Rehabilitation Crafts Key to Rebuilding Real World Skills

It’s fun to make stuff. Crafting activities at Pate are a part of active rehabilitation, not just entertainment to break up the therapy day. Rehabilitation crafts accomplish a lot of things at once. As therapy they can build attention skills, strengthen executive problem solving and provide practice in delicate motor movement. It’s occupational therapy that doesn’t feel like therapy at all.

There are real benefits to crafting. There’s the pleasure in making something by hand. Crafts can also reduce stress, provide distraction from worries, create positive feelings and engagement with others, and also promote a sense of well-being. Many crafters enjoy the sensation of flow, a feeling of effortless absorption that’s been described as blissful.

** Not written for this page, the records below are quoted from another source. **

PR #441, opened 2023-09-05
New block: Query filter

### LINKED ISSUE #419: Nav component: Filter
As part of the nav components used across the site, I have been testing ideas for the filter flow and ended up with a version that feels pretty solid and flexible to be used in all subsites. Before describing its parts, here are two prototype recordings showing a common used case based on Showcase designs ([wporg-showcase-2022#130](https://github.com/WordPress/wporg-showcase-2022/issues/130))

### Desktop
https://github.com/WordPress/wporg-main-2022/assets/895819/dbdf629e-5de6-4dff-a992-8b3ca1408d09

### Mobile

https://github.com/WordPress/wporg-main-2022/assets/895819/7f07f047-0b30-416d-ab0e-960cb322e71a

## Description

The core approach of this idea is browsing and applying filters per filter type. Other ideas I handled relied on a toggle displaying all filters and a single action for submitting all criteria, but this design was preferred due to its cleanest and transparency by showing up the available filters.

For pages where applying filters take you to a search results page, like in Showcase, the content area adds a result and sort bar above it. Otherwise, both bars are visible in the page. This idea aims to simplify the amount of pages and ways of searching and browsing content, so I envision that its feasibility will be revisited per subsite.

All subcomponents are 40px height and can be found in the `Filters 6.1` section of the [Filter component file](https://www.figma.com/file/82KoxsTqEYlcCzHoJCKPlt/Filter-component?type=design&node-id=196-7522&mode=design&t=s07eokbmWD9HVaAQ-4). They will be mark as ready for dev once we reach agreement.

UI components of Filter componet with all their states

ryelle:
See #419 — this adds a new block called "Query Filter", which renders a dropdown form using values passed in via filter. When "Apply" is clicked, the form is submitted, and the resulting URL is expected to handle the applied filters. In many cases, wp_query can handle combined filters without any customization (ex, taxonomies). For non-core filters, hooking into `pre_get_posts` (+ maybe `query_vars`?) in the child theme should be enough.

This block is using the [Interactivity API](https://github.com/WordPress/gutenberg/tree/trunk/packages/interactivity), which uses `data-wp-` attributes to attach events and conditional attributes. This API is still experimental, but I took a lot of inspiration from [the navigation block](https://github.com/WordPress/gutenberg/tree/trunk/packages/block-library/src/navigation).

By itself, this block doesn't render anything. It expects a `key` attribute, which is used to create a specific filter for the individual sites to populate a settings object. For example, the following would be used to create an "example" filter.

```html
<!-- wp:group {"layout":{"type":"flex","flexWrap":"nowrap","justifyContent":"right"}} -->
<div class="wp-block-group">
    <!-- wp:wporg/query-filter {"key":"example"} /-->
</div>
<!-- /wp:group -->
```

This creates the WP filter hook `wporg_query_filter_options_example`, which expects an object used to render the options. There's [more documentation inline in render.php](https://github.com/WordPress/wporg-mu-plugins/blob/0f2c391b8d8ff47c04b5233dee8e76cd2d7bd810/mu-plugins/blocks/query-filter/render.php#L10-L24).

To create a simple dropdown with 3 options:

```php
add_filter(
	'wporg_query_filter_options_example',
	function() {
		return array(
			'label' => 'Example <span>1</span>',
			'key' => 'q',
			'action' => home_url(),
			'options' => array(
				'opt-1' => 'Option 1',
				'opt-2' => 'Option 2',
				'opt-3' => 'Option 3',
			),
			'selected' => array( 'opt-2' ),
		);
	}
);
```

The output would look like this:

Screenshot 2023-09-05 at 6 51 56 PM

When "Apply" is clicked, the page loads `/?q[]=opt-2`. It's up to each site to load the correct archive.

❓  I think this approach will work well for the child theme setup, but I definitely want feedback on it before committing us all to this for all the directories 🙂 

🖌️  I've also used block-specific custom properties so that other themes can easily change colors with `theme.json` changes (here's an example in showcase, though i removed it once everything was set up since the defaults work). This is in case the theme directory needs a dark scheme.

**Practical example: Showcase**

I've got this working with real filters in https://github.com/WordPress/wporg-showcase-2022/pull/147 — here are some screen recordings of everything in place:

A basic filtering, starting on the homepage, shows all 3 filters & options. When a filter is applied, the results load using the archive template.

https://github.com/WordPress/wporg-mu-plugins/assets/541093/46b6268d-23b8-429a-976f-99af1fe7637e

More filtering interactions — clearing filters using "Clear" and by clicking the option; applying multiple filters, clicking out before applying.

https://github.com/WordPress/wporg-mu-plugins/assets/541093/a231e149-e4b9-40df-b6b7-1d1578bec859

Search and filters can work together — once on a search results page, filtering will filter the search results. (the opposite is not true, if you search on a filtered page it will remove the filters, we talked through that and it was expected behavior)

https://github.com/WordPress/wporg-mu-plugins/assets/541093/277c686f-efb8-4d03-856a-48fdebfb30a9

When clicking on a tag archive page, the filter for that tag is correctly selected.

https://github.com/WordPress/wporg-mu-plugins/assets/541093/54106695-e564-4c32-82d1-6ba447993cba

And on mobile, the dropdown switches to a modal

Screen Shot 2023-09-05 at 18 37 24


mu-plugins/blocks/query-filter/render.php
```diff
@@ -0,0 +1,127 @@
...
+			<div class="wporg-query-filter__modal-actions">
+				<input
+					type="button"
+					class="wporg-query-filter__modal-action-clear"
+					value="<?php esc_attr_e( 'Clear', 'wporg' ); ?>"
+					data-wp-on--click="actions.wporg.queryFilter.clearSelection"
+				/>
+				<input
+					type="submit"
+					value="<?php esc_html_e( 'Apply', 'wporg' ); ?>"
```
StevenDufresne, line 122: I think it was agreed that this would be updated with the filter count:

[Context Link](https://github.com/WordPress/wporg-mu-plugins/issues/419#issuecomment-1679390461)
[Figma Link](https://www.figma.com/file/HOJTpCFfa3tR0EccUlu0CM/WordPress.org-Design-Library?type=design&node-id=2847-4389&mode=design&t=Y2B54ZHq9soTX1nE-0)

| Image |
| --- |
| Screenshot 2023-09-06 at 10 22 42 AM |

mu-plugins/blocks/query-filter/postcss/style.pcss
```diff
@@ -0,0 +1,314 @@
...
+		background-color: var(--wp--custom--button--active--color--background);
+	}
+
+	&.wporg-query-filter__modal-action-clear {
+		background-color: transparent;
+		color: #a13f2a; /* pomegrade-1 fails contrast against white. */
+		font-weight: 400;
+
+		&:hover,
+		&:active {
```
StevenDufresne, line 201: Should this have a `:focus` state?

StevenDufresne:
I tested it locally, and while I don't yet have the expertise to review the interactivity implementation, it does work well and updates the query string appropriately. 👍

mu-plugins/blocks/query-filter/render.php
```diff
@@ -0,0 +1,127 @@
...
+
+// Initial state to pass to Interactivity API.
+$init_state = [
+	'isOpen' => false,
+	'hasHover' => false,
+];
+$encoded_state = wp_json_encode( [ 'wporg' => [ 'queryFilter' => $init_state ] ] );
+
+// Set up a unique ID for this filter.
+$html_id = wp_unique_id( "filter-{$settings['key']}-" );
```
adamwoodnz, line 44: TIL

mu-plugins/blocks/query-filter/src/view.js
```diff
@@ -0,0 +1,136 @@
...
+
+function updateToggleLabel( store, count ) {
+	const { context } = store;
+	const toggle = context.wporg.queryFilter.toggleButton;
+	if ( ! toggle ) {
+		return;
+	}
+	toggle.querySelector( 'span' ).innerText = count;
+	if ( count ) {
+		toggle.classList.add( 'has-filter-applied' );
```
adamwoodnz: Doesn't look like `.has-filter-applied` is used for anything, maybe not required?

mu-plugins/blocks/query-filter/src/view.js
```diff
@@ -0,0 +1,136 @@
...
+							event.preventDefault();
+							context.wporg.queryFilter.firstFocusableElement.focus();
+						}
+					}
+				},
+				handleMouseEnter: ( { context } ) => {
+					context.wporg.queryFilter.hasHover = true;
+				},
+				handleMouseLeave: ( { context } ) => {
+					context.wporg.queryFilter.hasHover = null;
```
adamwoodnz: Is there a reason not to always keep this as a boolean?

mu-plugins/blocks/query-filter/render.php
ryelle: I've been only referencing the "filters 6.1" page in the Filter component file, thinking that was the final version 🙃 

The link doesn't work for me (opens the file but wrong page)… but I found it by searching through the other pages, so thanks for pointing it out.

@WordPress/meta-design — Can you confirm how this should behave? It sounds like the top number (on black, red highlight) would be the number of filters currently applied on the page, while the Apply button (on blue, yellow highlight) would be the number of filters currently selected— so it would stay "Popular tags 1" even if you select two more, but the button would be "Apply (3)"?

Screenshot 2023-09-06 at 10 50 06 AM

mu-plugins/blocks/query-filter/postcss/style.pcss
ryelle: It inherits the focus from the focus just above here, it doesn't need a custom focus style— but if design wants to create one I can change it.

Screenshot 2023-09-06 at 11 01 10 AM

mu-plugins/blocks/query-filter/postcss/style.pcss
```diff
@@ -0,0 +1,314 @@
...
+	}
+
+	&:active {
+		color: var(--wp--custom--button--active--color--text);
+		background-color: var(--wp--custom--button--active--color--background);
+	}
+
+	&.wporg-query-filter__modal-action-clear {
+		background-color: transparent;
+		color: #a13f2a; /* pomegrade-1 fails contrast against white. */
```
ryelle, line 197: @WordPress/meta-design I meant to flag this in the description— the mockup uses "Pomegrade" on white but that [fails to meet contrast requirements](https://webaim.org/resources/contrastchecker/?fcolor=E26F56&bcolor=FFFFFF). There's a note in the design library about darker versions of colors, but I didn't see any, so I've made this one up. If you'd rather something different, it just needs to have [a 4.5+ value against light-grey-2](https://webaim.org/resources/contrastchecker/?fcolor=A13F2A&bcolor=F6F6F6), since I'm using that as the hover color.

Screenshot 2023-09-06 at 11 02 36 AM

Hover:
Screenshot 2023-09-06 at 11 02 50 AM

mu-plugins/blocks/query-filter/src/view.js
ryelle: 👍🏻

mu-plugins/blocks/query-filter/src/view.js
ryelle: There wasn't, but I've removed this mouse behavior to fix some other glitches I had noticed https://github.com/WordPress/wporg-mu-plugins/pull/441/commits/4f610db003632cb489041ae76e07a4c585c238fa.

mu-plugins/blocks/query-filter/render.php
jasmussen: > It sounds like the top number (on black, red highlight) would be the number of filters currently applied on the page, while the Apply button (on blue, yellow highlight) would be the number of filters currently selected— so it would stay "Popular tags 1" even if you select two more, but the button would be "Apply (3)"?

Correct, but honestly I think we can remove the number on the Apply button for now, I'm not sure it adds clarity. If Francisco when he comes back from AFK has to correct me, I will buy him an apology milkshake at that time. How does this sound?

ryelle: I think it was an accessibility request, but maybe it would be easier to understand the UX once this is merged and live on the staging site. I'll leave this as-is (no number on button) for this initial pass, and ask for feedback once there's a live place to try it out.

fcoveram: @ryelle is correct. It was an accessibility request shared [here](https://github.com/WordPress/wporg-mu-plugins/issues/419#issuecomment-1679390461).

It’s not just the activity of crafting that is therapeutic. Therapists at Pate use the entire process of preparing for crafting as practice in real world skills. Patients may go on field trips to pick out the materials they need, go through the checkout line and handle the money, and sort and organize the materials back at Pate for use by the group.

For a recent holiday crafts show presented by our supported living residence patients, they literally went the distance with this project, traveling to Home Depot, buying wood and sandpaper and then prepping the wood themselves.

rehabilitation crafts for holiday sale

They sanded. They painted. They glued. They made labels. They even added twine ribbons for a perfect presentation.

rehabilitation crafts art supplies

All that took effort, stamina and focus. These are all activities of daily living (ADLs) which people must have when they finish rehabilitation and head back to their lives.

peace poles by walkway

For people with brain injuries or who have had a stroke, things we do without thinking like shopping, making a list or putting purchases away may need to be relearned or practiced. The entire crafting process can be valuable rehearsal time.

man scrapbooking in rehabilitation crafts

In our continuing quest to always focus on returning people to their real-world environments, Pate Villa Creek Dallas location therapists actually made their own “Home Depot” style wall to simulate examining products and choosing between items right on the treatment floor!

rehabilitation simulation of shopping at home depot

Rehabilitation crafts can also be an excellent way to reconnect people to their hobbies, a vital part of resuming a life with meaning. Because of Pate’s personalization model, we ask patients and their families what specific activities the person likes so we can incorporate them if possible into treatment.